Their subject is the Moviola, an analogue editing machine the size of a fridge with two pedals, one for advancing, the other for rewinding film, a little screen and speaker for sound. However cumbersome it may look to people used to editing TikTok videos on their phones, the Moviola was an engineering miracle of efficiency and portability. It was passionately loved and admired by film-makers, in use in basically the same form for most of cinema’s existence, from its invention in 1922 until the 21st century – and which stayed stubbornly around for while even after digital editing became the norm, as if a Model T Ford was kept on the road until the Toyota Prius took over. Using one was addictive: Orson Welles was famously obsessed with the one he owned. (Murch says he repeatedly stayed late at the office working on his, until his wife demanded to know if he was having an affair; yes, he replied, “her name is Moviola.”)
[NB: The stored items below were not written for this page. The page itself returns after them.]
PR #3531, opened 2017-06-28
Return 413 when payload too large.

aheinz-fe:
From https://github.com/hapijs/discuss/issues/516


aheinz-fe:
See also https://github.com/hapijs/subtext/pull/48

PR #3538, opened 2017-07-13
Add support for Referrer-Policy security header

victorkohl:
This PR adds support for Referrer-Policy security header.
The allowed values were taken from the [MDN docs](https://developer.mozilla.org/en-US/docs/Web/HTTP/Headers/Referrer-Policy).

The default value was set to `origin` because it's a middle ground between sending the full URL and not sending the referrer at all, but it's up to debate.


hueniverse:
This feels premature given how new this is and how little support there is for it outside of Firefox.

@nlf? @evilpacket?

Issue #3509, opened 2017-06-02
Return 413 when payload is too big


twrobel3:
In order to comply with [RFC 7231](https://tools.ietf.org/html/rfc7231#section-6.5.11) we would like our application to response with status code 413 - Payload Too Large - when the maximum payload size, as defined in the route by `config.payload.maxBytes` is exceeded.

However, Hapi has this implemented by responding with a 400 - Bad Request.  In addition, the payload parsing failAction is required to be one of `error`, `log`, or `ignore`.  Unlike validation failures, there is no opportunity to provide a custom failAction.

Currently, we are working around this limitation by checking the response code and content during the onPreRequest event, but that is rather hacky and not ideal.

* *node version*: 7.4.0
* *hapi version*: 16.1.0
* *os*: OSX
* *any other relevant information*:

hueniverse:
I don't mind this feature, but the real fix to your specific issue is to return the right status code. I'll take over this issue for that.

hueniverse:
subtext already returns 413, but wreck and pez need to change.

PR #3539, opened 2017-07-14
Add payload fail action custom handler

jeff-kilbride:
Hi All,

This PR adds a custom handler implementation to the route payload failAction, much like the route validate failAction. It addresses #3509.

I have also added tests for the three string failAction types, along with a test for the new functionality.

I'm consistently getting an error in one test locally that was present before I made these changes:

```
Failed tests:

  757) transmission transmit() handles stream errors on the response after the response has been piped (inject):

      Timed out (3000ms) - transmission transmit() handles stream errors on the response after the response has been piped (inject)
```

Just a head's up.

Thanks!

### DIFF
--- a/API.md
+++ b/API.md
@@ -2591,6 +2591,11 @@ following options:
         - `'error'` - return a Bad Request (400) error response. This is the default value.
         - `'log'` - report the error but continue processing the request.
         - `'ignore'` - take no action and continue processing the request.
+        - a custom error handler function with the signature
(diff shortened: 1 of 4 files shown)


jeff-kilbride:
I'm using node v6.11.0 locally and it looks like the error I'm getting is also showing up in `travis` in v4 and v6. It also looks like v4 handles the `payload error` logged to `request-internal` a bit differently.

PR #3560, opened 2017-08-03
fix response.message(httpMessage)

amincheloh:
res.statusMessage should assign before calling res.writeHead() explicitly. see https://nodejs.org/api/http.html#http_response_statusmessage


kanongil:
Looks legit – thanks.

Can you add a test as well?

amincheloh:
@kanongil added

PR #3576, opened 2017-09-16
chore(improvement): no need to loop arguments

incubus8:
This PR is minor improvement to current Hapi code in `plugin.js`. If the intent is to pass all `arguments` from select. We can just process flattened on `arguments` variable without having redeclaring and put it into temporary variables. CMIIW.

### DIFF
--- a/lib/plugin.js
+++ b/lib/plugin.js
@@ -101,12 +101,7 @@ internals.Plugin.prototype._single = function () {
 
 internals.Plugin.prototype.select = function (/* labels */) {
 
-    let labels = [];
-    for (let i = 0; i < arguments.length; ++i) {
-        labels.push(arguments[i]);
-    }
-
-    labels = Hoek.flatten(labels);
+    const labels = Hoek.flatten(arguments);
     return this._select(labels);
 };
 


lib/plugin.js
```diff
@@ -101,12 +101,7 @@ internals.Plugin.prototype._single = function () {
 
 internals.Plugin.prototype.select = function (/* labels */) {
 
-    let labels = [];
-    for (let i = 0; i < arguments.length; ++i) {
-        labels.push(arguments[i]);
-    }
-
-    labels = Hoek.flatten(labels);
+    const labels = Hoek.flatten(arguments);
```
cjihrig: In older versions of Node, writing it the way you're proposing came with a decent performance hit. I still don't like the idea of using `arguments` unless necessary. I'd go with a rest parameter instead.

incubus8: Hi @cjihrig, many thanks for your feedback. It's my first PR for Hapi. I'd like to know more why is removing for-loop is slower than having for-loop for `arguments`. Would you mind to elaborate it a bit more? In my opinion, using `arguments` variable directly is resulting the same result with previous implementation - `labels` variable.  I do agree with you to use rest parameter. Since Hapi requires Node version >= 4.8.0, we can't use rest parameter.

cjihrig: You can read about "optimization killers" [here](https://github.com/petkaantonov/bluebird/wiki/Optimization-killers). A lot of that document is specific to older versions of Node. The upcoming v17 release will drop support for Node < 8, at which point using a rest parameter should be fine.

incubus8: @cjihrig thanks for the heads up 👍 I'll close this PR.

PR #3578, opened 2017-09-17
Use rest parameter for optimized code

incubus8:
As @cjihrig suggested, this is **breaking changes** toward Hapi 17.0.0 release by using Node 8.3. 

Hapi will be in 17.0.0, toward this release we can use Node version 8 above. In Node 8.3, we can use rest parameter to destruct arguments and avoid workaround solution to optimized arguments. 

Implementation reference: https://github.com/davidmarkclements/v8-perf
PR reference: https://github.com/hapijs/hapi/pull/3576


hueniverse:
Thanks but this is already taken care of in v17.

PR #3579, opened 2017-09-19
v17 rc 4

hueniverse:
Feel free to leave comments. This is very early and not meant to be merged.


corbinu:
Does this mean going forward that hapi will support only the lastest node? Or is this planned to land after 8 goes LTS and hapi will support only the latest LTS. I am curious only for devops planning.

AdriVanHoudt:
@corbinu afaik the plan is to support the latest LTS

hueniverse:
We support as many LTS versions as possible. This will drop support for node 4 and 6, but we will continue to support hapi v16 as an LTS for those versions. But in general, hapi is a framework that should really be kept up to date. It should be part of your budget when picking it.

corbinu:
@hueniverse IMHO it really needs to support at least one LTS though as the Node Foundation does not recommend latest for production deployments. Next one drops next month so shouldn't be an issue though.

hueniverse:
v17 will not be ready under 10 days. We are fully aware of the schedule...

corbinu:
@hueniverse I wasn't saying you wern't but your first response made it sound very much like @AdriVanHoudt statement was not the official policy.

AdriVanHoudt:
@corbinu my statements are never the official policy unless I directly quote @hueniverse ;)

mcollina:
👍  on the courage to go fully on async/await and drop support for Node 4 and 6.

Issue #3423, opened 2017-01-10
Remove "Vary: Origin" for wildcard CORS origins


rubennorte:
At the moment, enabling CORS in a route using `cors: true` or `cors: { origin: ['*'] }` sets the following response headers:

```
Vary: Origin
Access-Control-Allow-Origin: <origin-request-header-received>
...
```

This breaks caches unnecessarily as it could be done for all requests the same way:

```
Access-Control-Allow-Origin: *
```

I've found this issue because I have dynamic subdomains in my site and CloudFront has been caching different versions of each static file for each origin, when it's not necessary.

Would you accept a PR changing this behaviour only for routes configured that way? I'm pretty sure it requires just a small change in the code.

rubennorte:
I tried modifying the header in a `onPreResponse` extension but the code that handles the CORS options is executed after all extension points, so it's not possible.

As a workaround I've implemented the CORS headers myself but that way I loose all the features this options provides (OPTIONS method, validation, etc.).

kanongil:
I think a CDN-friendly mode would be a nice addition to Hapi, as it is something that I have had to work-around in the past.

I don't think it should be signalled as you suggest, rather it needs to be a distinct option, since it changes the way the CORS headers are validated and transmitted. Eg. it needs to _always_ add the CORS headers to responses to safely remove the `Vary: Origin` header. Even for non-CORS requests.

Note that Hapi used to work this way until it was completely reworked in one of the releases.

rubennorte:
> I don't think it should be signalled as you suggest, rather it needs to be a distinct option, since it changes the way the CORS headers are validated and transmitted. Eg. it needs to always add the CORS headers to responses to safely remove the Vary: Origin header. Even for non-CORS requests.

I understand it would be necessary to always set the CORS headers in this particular case, but is that a problem? I rather have some additional headers and be able to cache my responses.

IMO setting a new configuration option is adding unnecessary complexity.

kanongil:
> IMO setting a new configuration option is adding unnecessary complexity.

In general, Hapi prefers explicit options, rather than implicit as you suggest. It is also kind of required since there are valid use-cases for the config you mention, where you expect the existing behaviour. 

Finally, re-intepreting the meaning of the config is a breaking change.

rubennorte:
[...]

PR #3598, opened 2017-10-08
Implement wildcardIgnoresOrigin CORS option

rubennorte:
This PR allows the implementation of CDN-friendly CORS routes.

When `wildcardIgnoresOrigin` is set to `true` and the route allows any origin using the wildcard value (`['*']`), the `Origin` header of the request is ignored and `Access-Control-Allow-Origin: *` is send.

Example:

```javascript
server.route({
  method: 'GET',
  path: '/',
  handler: (request, reply) => reply('ok'),
  config: {
    cors: {
      origin: ['*'],
      wildcardIgnoresOrigin: true
    }
  }
});
```

Request:
```
GET / HTTP/1.1
...
```

Response:
```
HTTP/1.1 200 OK
Access-Control-Allow-Origin: *
Access-Control-Allow-Methods: GET
Access-Control-Allow-Headers: Accept, Authorization, Content-Type, If-None-Match
Access-Control-Expose-Headers: WWW-Authenticate, Server-Authorization
Access-Control-Max-Age: 86400
...

ok
```

Request:
```
OPTIONS / HTTP/1.1
Origin: https://example.com
Access-Control-Request-Method: GET
```

Response:
```
HTTP/1.1 200 OK
Access-Control-Allow-Origin: *
Access-Control-Allow-Methods: GET
Access-Control-Allow-Headers: Accept, Authorization, Content-Type, If-None-Match
Access-Control-Expose-Headers: WWW-Authenticate, Server-Authorization
Access-Control-Max-Age: 86400
...
```

Implements #3423


lib/cors.js
```diff
@@ -110,6 +109,12 @@ internals.handler = function (request, h) {
 
     // Validate Origin header
 
+    const origin = request.headers.origin;
+
+    if (!origin && !settings._ignoreOrigin) {
+        throw Boom.notFound('CORS error: Missing Origin header');
```
hueniverse: Isn't this a violation of the CORS spec?

kanongil: > A resource that is publicly accessible, with no access control checks, can always safely return an `Access-Control-Allow-Origin` header whose value is "*".

Eg. it can send an invalid `origin: *` header, when the response would also set `access-control-allow-credentials: true`.

This can be guarded for in the Joi schema, by not allowing `wildcardIgnoresOrigin` to be used with `credentials`.

rubennorte: I'm not sure that the spec forbids allowing credentials with a wildcard origin (I don't see anything in the spec pointing to it), but I think adding that restriction is a good security measure. The main use case for this flag is to improve caching of static files, and that still works if we add the restriction.

Should I add it then?

PR #3600, opened 2017-10-11
Prerequisite documentation

BigWillie:
Last night, I attended a talk given by https://github.com/codesleuth called "Being Asynchronous" which lead me to question how prerequisites work in Hapi. I had been told that they were Asynchronous, but the documentation says: 

https://hapijs.com/api#route-prerequisites

> To force the return value as the response and skip any other prerequisites and the handler, use the reply().takeover() method.

This appears to be a mistake. As I understand it you cannot skip functions run in parallel.

Prerequisites are not parallel. They are kicked off asynchronously. However, those prerequisite methods might have parallel operations within them. The Handler gets the reply once all those prerequisites are done. I would like to update the documentation to state this.

Many thanks,
Rob

(my first pull request on an open source project! :D)


AdriVanHoudt:
Hi @BigWillie 

It looks like you opened a PR to merge the master branch into the v16 branch. From your explanation I would guess you would want to do a PR to update the documentation? If so you will have to do a commit on your fork from hapi and then make a PR to merge your branch (with the updated docs) into the one from hapi.

BigWillie:
@AdriVanHoudt yep - I totally messed this up... So have forked it - and made a PR... dumb mistake. Sorry about this...

BigWillie:
Sorry I messed up... please ignore this PR and see my other one :) thanks!

AdriVanHoudt:
Np 👍

PR #3601, opened 2017-10-11
Updated documentation on prerequisites. They are kicked off asynchron…

BigWillie:
Last night, I attended a talk given by https://github.com/codesleuth called "Being Asynchronous" which lead me to question how prerequisites work in Hapi. I had been told that they were Asynchronous, but the documentation says:

https://hapijs.com/api#route-prerequisites

To force the return value as the response and skip any other prerequisites and the handler, use the reply().takeover() method.
This appears to be a mistake. As I understand it you cannot skip functions run in parallel.

Prerequisites are not parallel. They are kicked off asynchronously. However, those prerequisite methods might have parallel operations within them. The Handler gets the reply once all those prerequisites are done. I would like to update the documentation to state this.

Many thanks,
Rob

(my first pull request on an open source project! :D)

### DIFF
--- a/API.md
+++ b/API.md
@@ -2977,7 +2977,11 @@ Note that prerequisites do not follow the same rules of the normal
 [reply interface](#reply-interface). In all other cases, calling `reply()` with or without a value
 will use the result as the response sent back to the client. In a prerequisite method, calling
 `reply()` will assign the returned value to the provided `assign` key. If the returned value is an
-error, the `failAction` setting determines the behavior. To force the return value as the response
+error, the `failAction` setting determines the behavior.
+
+Prerequisites are not parallel. They are kicked off asynchronously. However, prerequisite methods can have parallel operations within them. The Handler gets the reply once all prerequisite metods are done.
+
+To force the return value as the response
 and skip any other prerequisites and the handler, use the `reply().takeover()` method.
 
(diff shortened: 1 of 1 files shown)


mtharrison:
Prerequisites which are defined in the config within in an array are executed in parallel. 

```js
server.route({
    method: 'GET',
    path: '/',
    config: {
        pre: [
            [
                // m1 and m2 executed in parallel
                { method: pre1, assign: 'm1' },
                { method: pre2, assign: 'm2' }
            ],
            { method: pre3, assign: 'm3' },
        ],

            return reply(request.pre.m3 + '\n');
        }
    }
});
```
If you call `takeover()` in one of pre1 or pre2, the value will be used as the response. Obviously as you noted you cannot skip the already executing functions, however any values they pass to `reply()` will be ignored and the handler and pre3 will not execute.

hueniverse:
Thanks but this is not exactly right. It will get rewritten anyway as part of the v17 work.

Codesleuth:
Any news on this? It's technically incorrect to say ...

>those methods are called in parallel

... as these are issued as microtasks that will be processed sequentially, in guaranteed order. Any further actions within each promise, such as HTTP or file I/O, can then be considered asynchronous, but the JavaScript code is itself not executed in parallel.

hueniverse:
It's as parallel as node can get. I don't see the issue here.

PR #3602, opened 2017-10-11
exclude connection header in response passThrough

jordanrogers:
When a hapi.js server is acting as a proxy or gateway, and a handler calls the reply/responder interface with a stream that is an IncomingMessage from an upstream, I believe the default behavior of the passThrough mode should be to not copy the connection header.

The semantics of the Connection header are that it represents per-hop connection options, and that a proxy or gateway MUST remove any connection options before forwarding a message (in this case a response to its client).  Basically connection options (usually keep-alive or close) should be negotiated between the server/client and between the server/upstream independent of each other.

The semantics of the Connection header are actually a little more complicated than that, because the header is supposed to be able to container tokens representing *other* headers that are per-hop. But I do not have that use case myself, so I did not undertake to implement that.

### DIFF
--- a/lib/response.js
+++ b/lib/response.js
@@ -464,7 +464,10 @@ exports = module.exports = internals.Response = class {
 
                     for (let i = 0; i < headerKeys.length; ++i) {
                         const key = headerKeys[i];
-                        this.header(key.toLowerCase(), Hoek.clone(this.source.headers[key]));     // Clone arrays
+                        const lower = key.toLowerCase();
+                        if (lower !== 'connection'){                                      // Do not copy per-hop connection options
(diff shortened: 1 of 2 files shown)


kanongil:
If you want to be thorough, there are a several other headers that need to go as well, like `Keep-Alive` & `Transfer-Encoding`.

These are listed nicely in the deprecated https://www.w3.org/Protocols/rfc2616/rfc2616-sec13.html#sec13.5.1. Additionally, you need to remove any headers listed in the value of the connection header according to the current RFC: https://tools.ietf.org/html/rfc7230#section-6.1.

PR #5245, opened 2025-11-13
Fix event processing issues: move batching logic to the front of the processing chain

eulervoid:
Fix event delivery issues:
- Move batching logic to the front of the processing chain, this way only the failing batch is retried
- Add eventId and eventProcessingId to polar and tinybird events, for easier debugging in the future
- Mark events with an error status if they fail to deliver more than 5 times
- Add a test that verifies this works correctly


voodoohop:

PR #5248, opened 2025-11-13
fix: reduce pollen cache TTL from 60s to 5s

voodoohop:
- Reduce cache TTL from 60 seconds to 5 seconds
- Applies to both customer state and customer meters
- Provides more real-time pollen balance updates in dashboard
- Users will see balance changes within 5 seconds instead of 1 minute


voodoohop:

voodoohop:

PR #5284, opened 2025-11-14
fix: wrangler deploy with Vite-generated config

voodoohop:
## Fix Cloudflare Worker Deployment

- Remove environment flag from `wrangler deploy` command
- Vite already bakes environment into generated config during build
- Fixes error: "You have specified the environment 'production', but are using a redirected configuration"

**Root Cause:**
When using `@cloudflare/vite-plugin`, the environment is set during the build step (`CLOUDFLARE_ENV=production vite build`), not during deployment. Wrangler should deploy the pre-configured build output without additional env flags.

**Changes:**
- Split `npm run deploy:production` into separate build and deploy steps
- Use `npx wrangler deploy` without env specification


voodoohop:

eulervoid:
Hm ususally this was just a warning, but yea, the fix should do the trick, lets merge it.

PR #5293, opened 2025-11-14
fix: align cost and price calculations to use actual model

### LINKED ISSUE #5234: Total_cost seem not to be mapped to the used model price, review and fix if confirmed

ElliotEtag:
## Problems

**1. Silent Fallback Bug (Image Service):**
The image service used `.catch("flux")` in Zod validation, which silently replaced invalid models with "flux" without informing enter.pollinations.ai. This caused a mismatch:
- Enter tracked the **requested model** for pricing
- Image service used **"flux"** (fallback) for generation and cost calculation
- Result: Price/cost discrepancy

**2. Hardcoded Model Bug (Turbo/Flux):**
The `callComfyUI` function hardcoded `actualModel: 'flux'` in tracking data, even when "turbo" was used:
- User requests `model=turbo`
- Image service correctly uses turbo
- But reports `x-model-used: flux` to enter
- Result: Enter charges for turbo, calculates cost for flux

**Data Impact:**
- 14.9% of requests affected (9,614 out of 64,330)
- Total discrepancy: $1.76
- Top patterns:
  - undefined → openai → gpt-4.1-nano: 9,021 requests ($1.50)
  - turbo → turbo → flux: 401 requests ($0.072)
  - openai-fast/large variants: 192 requests ($0.184)

## Solutions

**1. Remove Silent Fallback:**
Invalid models now throw proper validation errors instead of silently falling back.

**2. Fix Hardcoded Model:**
Report actual model used (`safeParams.model`) instead of hardcoding 'flux'.

**3. Charge What You Deliver:**
Both cost and price now use the actual model used.

## Changes

**Billing Fix:**
- **`enter.pollinations.ai/src/middleware/track.ts`** - Align price to use actual model
- **`image.pollinations.ai/src/params.ts`** - Remove silent `.catch("flux")` fallback
- **`image.pollinations.ai/src/createAndReturnImages.ts`** - Fix hardcoded 'flux' in turbo/flux tracking
- **`image.pollinations.ai/src/index.ts`** - Move validation inside try-catch, proper 400 error handling

**Maintenance Improvement:**
- **`shared/registry/registry.ts`** - Add `DEFAULT_IMAGE_MODEL` and `DEFAULT_TEXT_MODEL` constants
- **`image.pollinations.ai` & `text.pollinations.ai`** - Import defaults from registry (single source of truth)

**Error Format Alignment:**
- **`text.pollinations.ai/server.js`** - Align error response format with image service

## Result

✅ Invalid models throw errors (no silent fallback)  
✅ Missing models use explicit default from registry  
✅ Turbo/flux tracking fixed (reports actual model)  
✅ **Cost = Price always** (100% of discrepancies resolved)  
✅ Default models centralized (change once, applies everywhere)  
✅ Consistent error format across image and text services

**Impact:** Eliminates $1.76 in billing discrepancies (14.9% of requests)

Fixes #5234

### DIFF
--- a/image.pollinations.ai/src/createAndReturnImages.ts
+++ b/image.pollinations.ai/src/createAndReturnImages.ts
@@ -27,15 +27,11 @@ import { logGptImageError, logGptImagePrompt } from "./utils/gptImageLogger.ts";
 import { callVertexAIGemini } from "./vertexAIImageGenerator.js";
 import { writeExifMetadata } from "./writeExifMetadata.ts";
 import type { ImageParams } from "./params.ts";
-import { withTimeoutSignal } from "./util.ts";
 import type { ProgressManager } from "./progressBar.ts";
 
 // Import model handlers
 import { callSeedreamAPI } from "./models/seedreamModel.ts";
-import {
-    callAzureFluxKontext,
-    type ImageGenerationResult as FluxImageGenerationResult,
-} from "./models/azureFluxKontextModel.js";
+import { callAzureFluxKontext } from "./models/azureFluxKontextModel.js";
 import { incrementModelCounter } from "./modelCounter.ts";
 
 dotenv.config();
@@ -228,7 +224,7 @@ export const callComfyUI = async (
                 buffer: resizedBuffer,
                 ...rest,
                 trackingData: {
-                    actualModel: "flux",
+                    actualModel: safeParams.model,
                     usage: {
                         completionImageTokens: 1,
                         totalTokenCount: 1,
@@ -249,7 +245,7 @@ export const callComfyUI = async (
             buffer: jpegBuffer,
             ...rest,
             trackingData: {
-                actualModel: "flux",
+                actualModel: safeParams.model,
                 usage: {
                     completionImageTokens: 1,
                     totalTokenCount: 1,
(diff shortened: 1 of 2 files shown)


ElliotEtag:
@claude review please

ElliotEtag:
@claude review this please

enter.pollinations.ai/src/middleware/track.ts
```diff
@@ -251,7 +251,7 @@ async function trackResponse(
         );
     const cost = calculateCost(modelUsage.model as ModelId, modelUsage.usage);
     const price = calculatePrice(
-        resolvedModelRequested as ServiceId,
+        modelUsage.model as ServiceId,
```
eulervoid: Not resolving the model will lead to aliases stopping working. So the resolving should just not do the fallback, but we still need to resolve aliases.

eulervoid: Actually this goes deeper.. `modelUsage.model` is a ModelId, not a ServiceId, so this will not work at all and is just not caught by type checking because of the type assertion. Unless there have been more changes to the Registry that i am not aware of. It seems the trend is to go back to treating the services that we provide and the providers as almost the same thing, which i personally think we should try to avoid.

PR #5308, opened 2025-11-15
Remove model defaults from backend services

voodoohop:
## Changes

- **image.pollinations.ai**: Remove 'flux' defaults and fallbacks
- **text.pollinations.ai**: Remove 'openai-fast' defaults  
- Backends now throw errors if model is missing/invalid
- Forces gateway to provide normalized, valid models

## Rationale

Backend services should not apply defaults or normalization - that's the gateway's job. This change:

- ✅ Enforces single source of truth (gateway normalizes models)
- ✅ Makes backend behavior explicit and predictable
- ✅ Prepares for gateway model normalization implementation
- ✅ Eliminates defensive programming that hides issues

## Files Modified

1. **image.pollinations.ai/src/params.ts** - Remove default model from schema
2. **image.pollinations.ai/src/makeParamsSafe.js** - Throw error if model missing/invalid
3. **image.pollinations.ai/src/createAndReturnImages.ts** - Remove fallback in model counter
4. **text.pollinations.ai/utils/parameterValidators.js** - Remove default model
5. **text.pollinations.ai/server.js** - Throw error if model missing

## Testing

Backend services will now fail fast if gateway doesn't provide a valid model. Next step is implementing gateway normalization in `enter.pollinations.ai`.

### DIFF
--- a/enter.pollinations.ai/src/schemas/openai.ts
+++ b/enter.pollinations.ai/src/schemas/openai.ts
@@ -2,6 +2,7 @@
 
 import { z } from "zod";
 import { getTextServices } from "../../../shared/registry/registry.ts";
+import { DEFAULT_TEXT_MODEL } from "../../../shared/registry/text.ts";
 
 const FunctionParametersSchema = z.record(z.string(), z.any());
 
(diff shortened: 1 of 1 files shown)


voodoohop:
## ✅ Added Default Model Constants

**New commits:**

- Add `DEFAULT_TEXT_MODEL` and `DEFAULT_IMAGE_MODEL` constants to registry
- Update `resolveServiceId()` to use constants instead of hardcoded strings
- Add Zod default to text schema using constant
- Centralizes default definitions in one place per service type

**Benefits:**
- DRY - defaults defined once
- Type-safe constants
- No magic strings
- Easy to maintain

**Testing:** Verified locally - all endpoints working correctly with defaults applied at gateway level.

voodoohop:

PR #5335, opened 2025-11-16
fix: remove duplicate auth and fix default model param

voodoohop:
- Remove redundant auth/rate-limit/polar middleware from `/image/*` route
- Global auth middleware (line 105) already covers all routes below it
- Use `DEFAULT_TEXT_MODEL` constant from registry for `/text/:prompt` default


voodoohop:

PR #5383, opened 2025-11-21
fix: Handle image model objects in frontend

voodoohop:
## Fix

- Process `model.name` and `model.description` from API objects
- Match text model processing pattern  
- Fix broken image model dropdown

## Root Cause

API switched from strings to objects but frontend still expected strings

## Files

- `pollinations.ai/src/utils/useModels.js`
- `pollinations.ai/src/hooks/useFetchModels.js`


voodoohop:

PR #5415, opened 2025-11-25
fix: Convert HTTP image URLs to base64 for Vertex AI vision

### LINKED ISSUE #5413: Gemini-large vision: empty mimeType error with OpenAI format
## Issue
- `gemini-large` model returns "Bad request" when using vision capabilities with OpenAI format
- Error in logs: `vertex-ai error: unable to submit request because it has an empty mimeType parameter in fileData`
- Public image URLs fail to process

## Expected
- OpenAI-compatible vision format should work (image_url in content array)

## Questions
- What is the correct payload format for gemini-large vision?
- Does the model require explicit mimeType in the request?
- Should the transform layer auto-detect mimeType from URL/content-type?

voodoohop:
## Problem
- Vertex AI vision fails with "empty mimeType parameter in fileData" error
- HTTP image URLs not directly supported by Vertex AI API

## Solution
- Add `imageUrlToBase64Transform.js` that fetches HTTP URLs → base64 data URLs
- Detects MIME type from Content-Type header or file extension
- Only applies to `vertex-ai` provider models

## Changes
- `transforms/imageUrlToBase64Transform.js` (new)
- `generateTextPortkey.js` - add transform to pipeline

Fixes #5413

### DIFF
--- a/enter.pollinations.ai/test/integration/text.test.ts
+++ b/enter.pollinations.ai/test/integration/text.test.ts
@@ -260,6 +260,48 @@ test(
 );
 
 test(
+    "POST /v1/chat/completions should accept image URL for vision models (Issue #5413)",
+    { timeout: 60000 },
+    async ({ apiKey, mocks }) => {
+        await mocks.enable("polar", "tinybird", "vcr");
+        const response = await SELF.fetch(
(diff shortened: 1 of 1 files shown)


voodoohop:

Berry and Murch are not offering a traditional history of the Moviola, with archive clips and interviews with various editors etc. Their approach is far more radical: they have got the existing digital material for Mike Leigh’s film Mr Turner, transferred it to 35mm film and then Murch with his former assistant Dan Farrell have edited together a scene from this film from scratch, like they would have in the good old days, on a Moviola and other items of auxiliary equipment that Berry bought from eBay. Murch finally “screens” for Leigh his finished cut of this scene on the (equally antique) Steenbeck editing device in the Stanley Kubrick estate in Hertfordshire. (Leigh is not entirely on board with Murch’s editorial decisions, while endorsing his right to make them – which only goes to show how authorial the editor’s job is.)
With uncompromising attention to real-time detail, Berry and Murch take us through all the steps, and compared with working digitally it is exhausting physical labour, like working on an 18th-century ship. It was only while watching this film that I realised what it reminded me of: Philip Gaskell, the bibliographer and librarian at Trinity College, Cambridge would get his students to typeset and print a 16th-century text, from the original manuscript, using a printing press of the time. It took students of English literature back in time like nothing else. Murch’s Moviola adventure is a bit niche, and perhaps may be of interest mainly to historians and technical specialists. But there is fascination in it.
• Her Name Was Moviola screened at the Sheffield documentary film festival.